What you should do
Each record is to be transcribed exactly.

---- Records to use

PR #2159, opened 2026-09-18
Epeets_cosmics_display_work

EmrysPeets:
I am updating _ldmx-sw_ to add a browser display and modular geometry for the ESA cosmic test stand.

This builds on `iss2119-add-hcal-teststand-geometry` and implements the ECal and other ESA subsystem geometries from `ldmx-reduced-v3` within the cosmic test stand. The stand layout and support renderings come from the newer `CosmicTestStand.stp` CAD model. The STP-derived geometry guides detector placement, while the existing GDML provides the ECal’s internal materials and sensitive layers.

The HCal is divided into three stations: one at the top of the stand and two surrounding the ECal. Each station has its own commented GDML file, with 104 individually placed scintillator bars across ten crossed layers. The bar counts are inferred from the CAD dimensions and still need confirmation against the hardware.

The package includes:
- Separate subsystem GDML files so individual components can be updated.
- An interactive browser display with detector visibility controls and an illustrative cosmic-ray trajectory.
- A README with installation instructions, example images, and instructions for sharing the display as a single offline HTML file.
- Bar positions, copy numbers, source hashes, and validation results.

The CAD supports are included only in the display. The ray markers show geometric intersections, not simulated detector hits. This update will be combined with Takumi Britt's tracking + TS work to 

## Check List

- [ ] I successfully compiled _ldmx-sw_ with my developments. The transport checks used a prebuilt LDMX runtime; I have not completed a fresh C++ build.

All nine GDML files pass schema validation, and ROOT loads both detector entry points. Checks confirm unique bar IDs, containment within station envelopes, and no bar-to-bar overlaps. Both entry points completed a one-event Geant4 transport check with sensitive detectors disabled. The viewer also builds successfully in a fresh Python environment.

Cosmic stand with segmented HCal

This remains a draft pending review of detector alignment, whole-detector overlaps, and HCal readout integration. The existing readout-position model does not describe this three-station layout. Independently loadable subsystem files also repeat material definitions, which currently produce Geant4 warnings.


tvami:
Does this mean https://github.com/LDMX-Software/ldmx-sw/pull/2121 's content is already in here? i.e. this supersedes that?

tvami:
@EmrysPeets please clean this up, remove all your pngs and other files that are documentation. You can add those to https://github.com/LDMX-Software/ldmx-software.github.io under the event display. Also rename the geometries to have a single geometry called `ldmx-esa-cosmic26-v1`. Hannah's PR is merged, so please rebase this branch to trunk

--------

Solution to the problem
PR #2159, opened 2026-09-18
Epeets_cosmics_display_work

EmrysPeets:
I am updating _ldmx-sw_ to add a browser display and modular geometry for the ESA cosmic test stand.

This builds on `iss2119-add-hcal-teststand-geometry` and implements the ECal and other ESA subsystem geometries from `ldmx-reduced-v3` within the cosmic test stand. The stand layout and support renderings come from the newer `CosmicTestStand.stp` CAD model. The STP-derived geometry guides detector placement, while the existing GDML provides the ECal’s internal materials and sensitive layers.

The HCal is divided into three stations: one at the top of the stand and two surrounding the ECal. Each station has its own commented GDML file, with 104 individually placed scintillator bars across ten crossed layers. The bar counts are inferred from the CAD dimensions and still need confirmation against the hardware.

The package includes:
- Separate subsystem GDML files so individual components can be updated.
- An interactive browser display with detector visibility controls and an illustrative cosmic-ray trajectory.
- A README with installation instructions, example images, and instructions for sharing the display as a single offline HTML file.
- Bar positions, copy numbers, source hashes, and validation results.

The CAD supports are included only in the display. The ray markers show geometric intersections, not simulated detector hits. This update will be combined with Takumi Britt's tracking + TS work to 

## Check List

- [ ] I successfully compiled _ldmx-sw_ with my developments. The transport checks used a prebuilt LDMX runtime; I have not completed a fresh C++ build.

All nine GDML files pass schema validation, and ROOT loads both detector entry points. Checks confirm unique bar IDs, containment within station envelopes, and no bar-to-bar overlaps. Both entry points completed a one-event Geant4 transport check with sensitive detectors disabled. The viewer also builds successfully in a fresh Python environment.

Cosmic stand with segmented HCal

This remains a draft pending review of detector alignment, whole-detector overlaps, and HCal readout integration. The existing readout-position model does not describe this three-station layout. Independently loadable subsystem files also repeat material definitions, which currently produce Geant4 warnings.


tvami:
Does this mean https://github.com/LDMX-Software/ldmx-sw/pull/2121 's content is already in here? i.e. this supersedes that?

tvami:
@EmrysPeets please clean this up, remove all your pngs and other files that are documentation. You can add those to https://github.com/LDMX-Software/ldmx-software.github.io under the event display. Also rename the geometries to have a single geometry called `ldmx-esa-cosmic26-v1`. Hannah's PR is merged, so please rebase this branch to trunk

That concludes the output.